Locate the line bearing "PR #390, opened 2021-10-12" in the material below, then reproduce it and each following line up to and including the line bearing "I made a PR".

___ INFORMATION GIVEN

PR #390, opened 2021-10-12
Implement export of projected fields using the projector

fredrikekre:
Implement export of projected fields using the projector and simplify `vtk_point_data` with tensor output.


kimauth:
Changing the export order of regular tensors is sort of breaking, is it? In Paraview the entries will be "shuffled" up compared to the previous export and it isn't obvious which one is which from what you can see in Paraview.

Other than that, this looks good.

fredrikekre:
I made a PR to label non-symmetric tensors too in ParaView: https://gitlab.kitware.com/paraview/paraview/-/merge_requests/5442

______
___ INFORMATION GIVEN

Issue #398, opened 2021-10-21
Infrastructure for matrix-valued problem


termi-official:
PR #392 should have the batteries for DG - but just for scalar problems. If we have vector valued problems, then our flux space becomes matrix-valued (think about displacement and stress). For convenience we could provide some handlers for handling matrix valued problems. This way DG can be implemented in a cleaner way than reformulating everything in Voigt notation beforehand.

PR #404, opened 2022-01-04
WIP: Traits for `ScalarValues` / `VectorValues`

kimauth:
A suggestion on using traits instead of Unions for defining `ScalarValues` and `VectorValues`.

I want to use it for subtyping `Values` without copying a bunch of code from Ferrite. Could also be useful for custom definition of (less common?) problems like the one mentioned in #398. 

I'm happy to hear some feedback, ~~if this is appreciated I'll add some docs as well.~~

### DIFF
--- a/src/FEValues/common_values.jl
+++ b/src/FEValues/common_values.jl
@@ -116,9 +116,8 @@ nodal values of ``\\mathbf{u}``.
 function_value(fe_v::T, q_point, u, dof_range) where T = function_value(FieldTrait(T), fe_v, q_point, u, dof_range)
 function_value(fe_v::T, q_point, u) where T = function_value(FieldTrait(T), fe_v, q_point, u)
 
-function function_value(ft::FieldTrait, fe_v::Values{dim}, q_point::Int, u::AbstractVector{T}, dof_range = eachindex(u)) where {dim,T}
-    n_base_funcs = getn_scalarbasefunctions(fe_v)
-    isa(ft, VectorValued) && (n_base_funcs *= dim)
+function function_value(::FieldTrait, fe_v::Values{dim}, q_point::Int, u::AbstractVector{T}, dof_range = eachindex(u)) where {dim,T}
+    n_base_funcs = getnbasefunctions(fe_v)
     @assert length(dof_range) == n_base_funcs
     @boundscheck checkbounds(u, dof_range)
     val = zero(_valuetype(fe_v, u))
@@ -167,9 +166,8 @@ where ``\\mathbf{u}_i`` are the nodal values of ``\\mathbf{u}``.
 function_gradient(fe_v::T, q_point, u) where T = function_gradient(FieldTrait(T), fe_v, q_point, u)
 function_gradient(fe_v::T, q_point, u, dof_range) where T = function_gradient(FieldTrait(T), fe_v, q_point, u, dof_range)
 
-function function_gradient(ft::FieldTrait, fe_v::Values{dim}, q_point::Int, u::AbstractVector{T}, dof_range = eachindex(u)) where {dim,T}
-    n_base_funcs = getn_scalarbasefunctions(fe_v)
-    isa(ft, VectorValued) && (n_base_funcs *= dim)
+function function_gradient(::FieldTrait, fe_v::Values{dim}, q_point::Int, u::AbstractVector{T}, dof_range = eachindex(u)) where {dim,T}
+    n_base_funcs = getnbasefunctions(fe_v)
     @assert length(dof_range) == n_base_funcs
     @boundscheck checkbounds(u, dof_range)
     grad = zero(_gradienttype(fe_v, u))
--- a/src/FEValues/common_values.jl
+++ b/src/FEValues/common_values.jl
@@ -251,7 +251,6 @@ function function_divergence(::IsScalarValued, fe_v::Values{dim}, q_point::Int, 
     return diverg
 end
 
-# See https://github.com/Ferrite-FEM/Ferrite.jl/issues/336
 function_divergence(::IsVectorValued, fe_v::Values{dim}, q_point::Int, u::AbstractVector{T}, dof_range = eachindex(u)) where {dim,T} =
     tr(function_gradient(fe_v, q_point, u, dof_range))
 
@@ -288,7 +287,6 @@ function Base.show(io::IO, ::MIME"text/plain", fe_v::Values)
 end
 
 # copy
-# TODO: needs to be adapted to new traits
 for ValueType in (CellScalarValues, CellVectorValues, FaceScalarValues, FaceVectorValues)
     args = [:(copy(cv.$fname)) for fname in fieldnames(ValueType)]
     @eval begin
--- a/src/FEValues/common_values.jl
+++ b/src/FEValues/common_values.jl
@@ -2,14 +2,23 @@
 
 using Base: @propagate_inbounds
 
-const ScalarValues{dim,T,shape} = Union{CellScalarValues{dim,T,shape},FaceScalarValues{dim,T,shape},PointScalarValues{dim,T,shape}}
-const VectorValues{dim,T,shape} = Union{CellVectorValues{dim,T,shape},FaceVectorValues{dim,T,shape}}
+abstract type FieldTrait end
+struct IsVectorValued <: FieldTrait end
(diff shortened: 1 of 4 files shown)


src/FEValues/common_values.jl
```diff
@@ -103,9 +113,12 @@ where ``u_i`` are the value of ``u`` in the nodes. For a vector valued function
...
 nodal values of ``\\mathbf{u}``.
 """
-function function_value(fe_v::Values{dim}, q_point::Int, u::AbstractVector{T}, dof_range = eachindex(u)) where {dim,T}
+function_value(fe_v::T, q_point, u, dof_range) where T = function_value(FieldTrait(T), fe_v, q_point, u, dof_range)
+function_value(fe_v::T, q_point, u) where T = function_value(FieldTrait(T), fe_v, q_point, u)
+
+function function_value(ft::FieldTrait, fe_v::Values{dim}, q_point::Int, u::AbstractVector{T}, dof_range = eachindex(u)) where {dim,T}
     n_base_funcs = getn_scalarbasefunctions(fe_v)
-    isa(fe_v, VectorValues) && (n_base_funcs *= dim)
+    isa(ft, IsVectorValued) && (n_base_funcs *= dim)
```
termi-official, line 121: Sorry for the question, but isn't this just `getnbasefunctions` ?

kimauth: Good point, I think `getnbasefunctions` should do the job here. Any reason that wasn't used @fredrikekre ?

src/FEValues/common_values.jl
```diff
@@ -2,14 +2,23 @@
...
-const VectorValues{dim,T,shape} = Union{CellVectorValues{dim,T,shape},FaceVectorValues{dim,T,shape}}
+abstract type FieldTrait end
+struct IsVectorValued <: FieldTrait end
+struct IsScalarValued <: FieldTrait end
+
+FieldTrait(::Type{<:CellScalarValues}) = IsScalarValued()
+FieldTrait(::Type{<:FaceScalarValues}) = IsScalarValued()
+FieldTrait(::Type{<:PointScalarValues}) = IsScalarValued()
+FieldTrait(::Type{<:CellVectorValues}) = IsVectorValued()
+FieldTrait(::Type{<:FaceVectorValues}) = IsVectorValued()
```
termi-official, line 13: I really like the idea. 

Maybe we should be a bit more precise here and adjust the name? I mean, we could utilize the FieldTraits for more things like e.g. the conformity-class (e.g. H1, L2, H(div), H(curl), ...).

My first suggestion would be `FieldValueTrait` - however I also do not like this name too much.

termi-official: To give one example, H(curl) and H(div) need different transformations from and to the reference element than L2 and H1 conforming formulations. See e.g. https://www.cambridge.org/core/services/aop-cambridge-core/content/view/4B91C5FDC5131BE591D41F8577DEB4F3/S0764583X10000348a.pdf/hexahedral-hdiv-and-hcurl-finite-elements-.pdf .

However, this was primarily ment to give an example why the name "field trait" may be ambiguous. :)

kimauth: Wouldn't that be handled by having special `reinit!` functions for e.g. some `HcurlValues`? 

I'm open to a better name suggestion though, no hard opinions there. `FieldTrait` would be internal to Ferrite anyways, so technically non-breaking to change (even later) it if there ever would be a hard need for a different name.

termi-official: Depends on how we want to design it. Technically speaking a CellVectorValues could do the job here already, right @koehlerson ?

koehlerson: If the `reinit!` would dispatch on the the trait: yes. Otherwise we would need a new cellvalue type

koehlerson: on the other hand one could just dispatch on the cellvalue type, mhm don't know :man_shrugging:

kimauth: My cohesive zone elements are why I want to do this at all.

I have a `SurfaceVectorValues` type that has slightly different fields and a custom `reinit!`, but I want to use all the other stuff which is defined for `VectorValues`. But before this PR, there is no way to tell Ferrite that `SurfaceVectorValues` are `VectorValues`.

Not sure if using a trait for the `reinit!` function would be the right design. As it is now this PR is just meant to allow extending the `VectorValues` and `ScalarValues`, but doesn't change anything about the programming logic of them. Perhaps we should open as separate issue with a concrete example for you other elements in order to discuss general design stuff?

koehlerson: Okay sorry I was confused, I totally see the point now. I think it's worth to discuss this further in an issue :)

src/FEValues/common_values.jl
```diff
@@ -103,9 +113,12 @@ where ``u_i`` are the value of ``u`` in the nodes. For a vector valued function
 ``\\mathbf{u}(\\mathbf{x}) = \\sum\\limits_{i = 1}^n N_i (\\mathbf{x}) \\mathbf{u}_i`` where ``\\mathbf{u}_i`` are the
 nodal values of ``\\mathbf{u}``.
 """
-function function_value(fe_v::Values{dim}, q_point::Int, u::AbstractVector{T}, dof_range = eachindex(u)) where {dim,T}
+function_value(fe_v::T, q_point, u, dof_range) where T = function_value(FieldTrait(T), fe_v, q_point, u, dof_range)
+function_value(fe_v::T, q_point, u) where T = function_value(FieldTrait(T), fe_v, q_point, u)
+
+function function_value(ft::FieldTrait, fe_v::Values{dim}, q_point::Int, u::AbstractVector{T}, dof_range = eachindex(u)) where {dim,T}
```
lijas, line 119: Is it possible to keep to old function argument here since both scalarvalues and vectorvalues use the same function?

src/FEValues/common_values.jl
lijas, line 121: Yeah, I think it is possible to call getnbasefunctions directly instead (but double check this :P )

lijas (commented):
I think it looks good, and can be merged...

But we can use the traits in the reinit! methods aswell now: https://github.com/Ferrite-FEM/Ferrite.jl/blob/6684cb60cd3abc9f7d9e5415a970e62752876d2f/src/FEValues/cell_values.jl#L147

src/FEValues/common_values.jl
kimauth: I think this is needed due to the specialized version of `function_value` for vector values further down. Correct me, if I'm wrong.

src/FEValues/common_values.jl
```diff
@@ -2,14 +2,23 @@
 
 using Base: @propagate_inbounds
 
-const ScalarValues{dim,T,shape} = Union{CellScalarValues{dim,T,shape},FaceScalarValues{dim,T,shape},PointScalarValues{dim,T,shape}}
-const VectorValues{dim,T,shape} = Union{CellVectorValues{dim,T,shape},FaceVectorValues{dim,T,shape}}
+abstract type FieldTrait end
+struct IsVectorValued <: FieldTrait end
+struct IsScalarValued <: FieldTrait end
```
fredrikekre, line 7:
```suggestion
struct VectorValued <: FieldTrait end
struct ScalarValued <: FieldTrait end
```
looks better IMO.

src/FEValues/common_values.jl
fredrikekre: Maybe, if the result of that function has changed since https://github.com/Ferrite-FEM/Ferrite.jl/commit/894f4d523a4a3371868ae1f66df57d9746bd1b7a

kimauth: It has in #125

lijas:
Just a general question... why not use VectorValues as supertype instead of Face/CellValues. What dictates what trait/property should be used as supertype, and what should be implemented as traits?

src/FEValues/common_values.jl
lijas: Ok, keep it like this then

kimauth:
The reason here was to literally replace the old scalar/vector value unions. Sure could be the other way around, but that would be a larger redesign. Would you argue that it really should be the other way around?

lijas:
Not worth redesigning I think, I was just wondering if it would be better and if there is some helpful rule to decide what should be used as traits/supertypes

______

### YOUR SOLUTION
PR #390, opened 2021-10-12
Implement export of projected fields using the projector

fredrikekre:
Implement export of projected fields using the projector and simplify `vtk_point_data` with tensor output.


kimauth:
Changing the export order of regular tensors is sort of breaking, is it? In Paraview the entries will be "shuffled" up compared to the previous export and it isn't obvious which one is which from what you can see in Paraview.

Other than that, this looks good.

fredrikekre:
I made a PR to label non-symmetric tensors too in ParaView: https://gitlab.kitware.com/paraview/paraview/-/merge_requests/5442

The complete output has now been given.